Ive finished my upgrades... for now She rides like a dream!!

3T LTD 100mm stem
3T Ergonova Team Carbon handlebar
3T LTD Seatpost 
Fizik Antares Braided Saddle
Zipp Aero skewers
SRAM Powerdome 11-23
SRAM 1091R Chain
Zipp 303 tubular wheelset
Conti Competition Tires


----------



## mbaulfinger (Aug 2, 2007)

Nice upgrades. Great job! What are its ride characteristics?


----------



## heydtj (Jul 24, 2010)

Dfrench- great looking bike! What size cm frame are you riding!


----------



## cww180 (Aug 31, 2008)

Very nice!


----------



## Dfrench200 (Jul 25, 2010)

Sorry for the slow response... thanks for the nice comments!

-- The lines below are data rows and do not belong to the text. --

PR #429, opened 2026-04-14
Thicken settings highlight border for Differentiate Without Color

kipyin:
## Headline

Settings deep-link highlights stay visible when the system de-emphasizes color.

## User impact

People who turn on Differentiate Without Color rely on weight and contrast, not hue alone. A thin accent outline can be easy to miss. A slightly thicker border makes the highlighted settings target easier to spot without changing normal appearance for everyone else.

## What changed

The settings target highlight modifier now reads the system “Differentiate Without Color” accessibility setting. When that mode is on, the rounded highlight outline uses a heavier stroke so the selection reads clearly even when color differences are muted. When it is off, the outline matches the previous one-point stroke.

## Verification

On a Mac with Xcode, run `grace ci` (or `grace test` with the project’s default simulator destination). On device or Simulator, enable Settings → Accessibility → Display & Text Size → Differentiate Without Color, open a flow that applies the settings target highlight, and confirm the outline is visibly stronger while the feature still looks unchanged with the setting off.

## Risk

Medium

## Touch class

`ui-ux`
---

### DIFF
--- a/GraceNotes/GraceNotes/Features/Settings/SettingsTargetHighlightModifier.swift
+++ b/GraceNotes/GraceNotes/Features/Settings/SettingsTargetHighlightModifier.swift
@@ -4,6 +4,7 @@ struct SettingsTargetHighlightModifier: ViewModifier {
     let isHighlighted: Bool
 
     @Environment(\.accessibilityReduceTransparency) private var reduceTransparency
+    @Environment(\.accessibilityDifferentiateWithoutColor) private var differentiateWithoutColor
 
     func body(content: Content) -> some View {
         content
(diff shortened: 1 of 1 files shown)


kipyin:
**Sentry — review feedback**

Thanks for the deep review—agreed there are no blocking issues.

**What changed:** In `SettingsTargetHighlightModifier`, the highlight border uses a thicker stroke when *Differentiate Without Color* is on so the selection stays easy to see next to the filled highlight without relying only on color.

Forgot to mention I also upgraded from the stock Felt 1.3 fork to the Felt 1.1 fork. Looks like the 1.1 has slightly less rake and weighs about 90 grams less.

As for ride characteristics... she handles beautifully, very responsive, quick in the corners and the acceleration is fantastic. I think the 400 grams of weight savings in the wheel set had a lot to do with it too. With the carbon upgrades and the tubular wheelset the ride is very comfortable. I did notice that while riding with no hands she is a little less stable a little more wobbly. Not sure if that is rider skill or bike related  

The frame is 54cm...

BTW I am strickly recreational rider with the need for speed (or potential speed)... or as I like to say I have a "Porche" bike with a "Hyundai" engine...


----------



## ETWN Stu (Feb 15, 2007)

Will take you a little time to get to get use to the fork. but you will be no hands before you know it..But not in a bunch I hope. You will find that the cornering will be outstanding on those tubes...Hyundai engine on tubular still = fun!

BTW same set up and frame as my partners - the wheels though but they may come for xmas if she lifts her game ;-)


----------



## stockracing (Sep 6, 2010)

Very nice bike


----------